# Work required:
Check each line of the entries below for the word "false", and copy the lines that have it.

Stored items
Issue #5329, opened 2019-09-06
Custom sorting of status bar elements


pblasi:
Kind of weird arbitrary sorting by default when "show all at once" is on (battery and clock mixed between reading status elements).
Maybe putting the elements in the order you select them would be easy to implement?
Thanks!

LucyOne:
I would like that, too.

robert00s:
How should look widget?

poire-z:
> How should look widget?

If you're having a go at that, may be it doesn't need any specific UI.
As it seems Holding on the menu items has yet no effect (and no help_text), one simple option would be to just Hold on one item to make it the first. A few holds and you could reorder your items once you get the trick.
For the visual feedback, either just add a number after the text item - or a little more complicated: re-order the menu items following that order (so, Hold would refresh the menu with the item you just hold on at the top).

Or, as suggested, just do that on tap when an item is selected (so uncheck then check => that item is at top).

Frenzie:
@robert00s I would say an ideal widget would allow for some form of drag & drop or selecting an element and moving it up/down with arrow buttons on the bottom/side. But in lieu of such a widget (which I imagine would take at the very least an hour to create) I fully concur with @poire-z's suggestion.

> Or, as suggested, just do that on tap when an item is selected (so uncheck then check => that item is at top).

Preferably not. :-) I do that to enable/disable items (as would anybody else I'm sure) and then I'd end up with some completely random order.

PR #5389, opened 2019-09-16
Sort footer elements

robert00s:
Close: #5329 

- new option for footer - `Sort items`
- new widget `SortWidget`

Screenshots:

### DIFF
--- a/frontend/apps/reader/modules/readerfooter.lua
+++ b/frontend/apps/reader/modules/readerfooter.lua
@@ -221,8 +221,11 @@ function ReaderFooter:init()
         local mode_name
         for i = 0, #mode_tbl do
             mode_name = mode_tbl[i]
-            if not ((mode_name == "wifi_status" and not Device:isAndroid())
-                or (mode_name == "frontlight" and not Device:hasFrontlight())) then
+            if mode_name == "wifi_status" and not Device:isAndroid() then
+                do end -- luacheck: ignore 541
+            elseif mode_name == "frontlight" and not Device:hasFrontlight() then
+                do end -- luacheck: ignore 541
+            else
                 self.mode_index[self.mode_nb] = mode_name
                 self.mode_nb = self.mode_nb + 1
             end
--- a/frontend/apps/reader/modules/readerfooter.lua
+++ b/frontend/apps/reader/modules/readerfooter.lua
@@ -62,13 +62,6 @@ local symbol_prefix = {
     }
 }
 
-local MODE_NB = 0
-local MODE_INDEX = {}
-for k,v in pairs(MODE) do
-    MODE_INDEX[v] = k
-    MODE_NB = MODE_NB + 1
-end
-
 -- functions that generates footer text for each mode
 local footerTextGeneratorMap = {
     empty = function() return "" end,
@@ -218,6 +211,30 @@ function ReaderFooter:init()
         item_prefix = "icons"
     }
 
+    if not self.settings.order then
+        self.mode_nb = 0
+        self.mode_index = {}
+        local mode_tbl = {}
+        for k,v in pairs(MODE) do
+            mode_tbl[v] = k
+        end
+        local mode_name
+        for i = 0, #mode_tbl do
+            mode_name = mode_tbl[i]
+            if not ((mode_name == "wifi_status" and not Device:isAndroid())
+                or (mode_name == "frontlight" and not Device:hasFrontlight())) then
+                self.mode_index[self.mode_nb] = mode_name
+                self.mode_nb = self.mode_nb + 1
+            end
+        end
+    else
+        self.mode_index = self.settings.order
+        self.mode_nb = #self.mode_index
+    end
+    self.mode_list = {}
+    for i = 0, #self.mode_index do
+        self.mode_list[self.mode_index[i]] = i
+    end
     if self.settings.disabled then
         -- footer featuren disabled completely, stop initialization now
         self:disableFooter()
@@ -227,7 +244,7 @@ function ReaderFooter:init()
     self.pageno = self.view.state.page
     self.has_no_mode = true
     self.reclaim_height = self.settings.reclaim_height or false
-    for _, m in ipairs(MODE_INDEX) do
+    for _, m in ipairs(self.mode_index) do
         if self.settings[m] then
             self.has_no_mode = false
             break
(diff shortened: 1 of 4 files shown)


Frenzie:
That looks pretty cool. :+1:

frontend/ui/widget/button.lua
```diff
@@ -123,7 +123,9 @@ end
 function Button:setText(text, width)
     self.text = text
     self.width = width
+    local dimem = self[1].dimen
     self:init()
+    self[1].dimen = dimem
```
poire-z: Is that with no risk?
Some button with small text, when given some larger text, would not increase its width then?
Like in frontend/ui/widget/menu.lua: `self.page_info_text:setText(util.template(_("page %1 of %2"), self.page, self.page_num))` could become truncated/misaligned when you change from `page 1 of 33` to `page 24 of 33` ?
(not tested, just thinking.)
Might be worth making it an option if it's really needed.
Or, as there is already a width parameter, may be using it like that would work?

# Solution for this task:
     self.reclaim_height = self.settings.reclaim_height or false
             self.has_no_mode = false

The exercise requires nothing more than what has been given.